Повести Невериона - страница 3
Это подразумевает, что в любой фантастике место, куда возвращаются, исторически неразрывно связано с местом, откуда в него возвращаются.
Ностальгическое воссоздание далекого прошлого всегда производится из культурных материалов настоящего, отчего прошлое предстает как нечто загадочное, неизвестное и не поддающееся познанию. Подобные произведения, основанные будто бы на исторических трудах, являются в действительности антиисторическими – или, во всяком случае, продуктами нашей текущей истории.
Панорама прошлого, создаваемая Дилэни, имеет очень мало общего с какими-либо древними обществами, культурами или географическим местоположением. Автор не стремится исследовать то, что было когда-то. Нам остается сделать лишь маленький скачок – к чему побуждают нас предшествующие каждой части эпиграфы, – чтобы понять: на самом деле это современная концепция того, что могло бы быть. Протягивая руки к экзотике, мы на самом деле суем их в собственные карманы проверить, что там застряло в швах. В «Повести о чуме и карнавалах» Дилэни пишет для тех, кто еще не понял: «Неверионская серия от первой повести до последней – это документ нашего времени, составленный притом очень тщательно».
Кроме того, это увлекательная приключенческая фантастика, а все ее части вместо взятые образуют черную комедию о сексе и власти, что отнюдь не является портретом какого-либо воображаемого прошлого.
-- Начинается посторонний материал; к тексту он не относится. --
PR #3906, opened 2024-09-12
[PROF-9470] Cleanup heap recorder after GC, time based

AlexJF:
This reverts commit b8cebb4.

**What does this PR do?**

**Motivation:**

**Additional Notes:**

**How to test the change?**

Unsure? Have a question? Request a review!
[PROF-9470] Remove unneded include

PR #4020, opened 2024-10-23
[PROF-9470] Align heap recorder cleanup with GC activity (second try)

ivoanjo:
**Change log entry**

Add setting to lower heap profiling memory use/latency by cleaning up young objects after Ruby GC

**What does this PR do?**

This PR adds a new mechanism to lower heap profiling overhead (memory and latency): the ability to clean young objects being tracked by the heap profiler after a Ruby GC cycle runs, rather than waiting for serialization time.

This mechanism is currently off by default and controlled by the setting `c.profiling.advanced.heap_clean_after_gc_enabled` / `DD_PROFILING_HEAP_CLEAN_AFTER_GC_ENABLED`

We plan to run a bit more validation before enabling it by default.

**Motivation:**

By doing these cleanups, we lower memory usage (we don't need to wait until until next serialization to notice an object was already collected), and latency, because there's less work to be done at serialization time.

**Additional Notes:**

This PR started from https://github.com/DataDog/dd-trace-rb/pull/3906; the main change from that earlier PR is that the heap recorder clean after GC behavior has been changed to be a best-effort mechanism (e.g. it's optional and not required for correctness).

**How to test the change?**

This change includes test coverage. I've also added a new benchmarking configuration to evaluate this new setting using our usual harness.

### DIFF
--- a/ext/datadog_profiling_native_extension/heap_recorder.c
+++ b/ext/datadog_profiling_native_extension/heap_recorder.c
@@ -156,11 +156,6 @@ struct heap_recorder {
   // mutation of the data so iteration can occur without acquiring a lock.
   // NOTE: Contrary to object_records, this table has no ownership of its data.
   st_table *object_records_snapshot;
-  // Is there a pending update due to a conflict with an ongoing iteration?
-  // If there is, we'll want to re-issue it after we finish the iteration.
-  bool pending_update;
-  // Was that pending update forced to be a full update?
-  bool pending_update_forced_full;
   // Are we currently updating or not?
   bool updating;
   // The GC gen/epoch/count in which we are updating (or last updated if not currently updating).
@@ -442,13 +437,11 @@ void heap_recorder_update(heap_recorder *heap_recorder, bool force_full_update) 
   }
 
   if (heap_recorder->object_records_snapshot != NULL) {
-    // If we're currently iterating, don't do the update now, we'll do it when we finish the iteration.
+    // While serialization is happening, it runs without the GVL and uses the object_records_snapshot.
     // Although we iterate on a snapshot of object_records, these records point to other data that has not been
-    // snapshotted for efficiency reasons (e.g. heap_records). Since there's a chance that updating may invalidate
-    // some of that non-snapshotted data, lets refrain from doing updates during iteration. This also enforces the
+    // snapshotted for efficiency reasons (e.g. heap_records). Since updating may invalidate
+    // some of that non-snapshotted data, let's refrain from doing updates during iteration. This also enforces the
     // semantic that iteration will operate as a point-in-time snapshot.
-    heap_recorder->pending_update = true;
-    heap_recorder->pending_update_forced_full = force_full_update;
     return;
   }
 
@@ -538,10 +531,6 @@ void heap_recorder_finish_iteration(heap_recorder *heap_recorder) {
 
   st_free_table(heap_recorder->object_records_snapshot);
   heap_recorder->object_records_snapshot = NULL;
-
-  if (heap_recorder->pending_update) {
-    heap_recorder_update(heap_recorder, heap_recorder->pending_update_forced_full);
-  }
 }
 
 // Internal data we need while performing iteration over live objects.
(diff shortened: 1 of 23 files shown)


ext/datadog_profiling_native_extension/heap_recorder.c
```diff
@@ -394,23 +428,91 @@ static VALUE end_heap_allocation_recording(VALUE end_heap_allocation_args) {
...
 
   st_foreach(heap_recorder->object_records, st_object_record_update, (st_data_t) heap_recorder);
 
+  heap_recorder->last_update_ns = now_ns;
+  heap_recorder->stats_lifetime.updates_successful++;
+
+  // Lifetime stats updating
+  // TODO: Discuss with Alex -- should we separate these out between young objects only and full updates?
+  // Tracking them together in this way seems to be muddying the waters -- young object updates will have more objects
+  // skipped, and different mixes of alive/dead
```
AlexJF, line 496: Yes, good point.

ext/datadog_profiling_native_extension/stack_recorder.c
```diff
@@ -330,6 +327,8 @@ static VALUE _native_new(VALUE klass) {
   // Note: Any exceptions raised from this note until the TypedData_Wrap_Struct call will lead to the state memory
   // being leaked.
 
+  state->heap_clean_after_gc_enabled = true;
```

Поверьте мне, я-то знаю. Первоначальным, так сказать, исследованием занималась я.
Некоторые читатели Дилэни заново пересмотрят (в который раз) этот калейдоскоп идей и образов, интеллектуальной твердости и воображаемого величия, лунного тумана и гранита с вкраплениями слюды, бесед и споров. Другие столкнутся со всем этим впервые. Я определяю эти книги как фэнтези, а Дилэни, придерживаясь термина «меч и колдовство», введенного Фрицем Лейбером, называет их «паралитературой». При их перечитывании, однако, невольно вспоминается популярная цитата из австрийского писателя Германа Блоха: «Литература есть нетерпение, проявляемое знанием». Поэтому меня подмывает назвать их просто литературой – ведь они исследуют область, о которой история мало что знает, а нам не терпится знать. Если бы это писалось в 60-х, мы могли бы назвать неверионскую серию «спекулятивной фантастикой»: тогда этим термином обозначалась смесь экспериментальной и фантастической литературы. Но она, при всей своей исторической тематике, определенно принадлежит последней четверти двадцатого века.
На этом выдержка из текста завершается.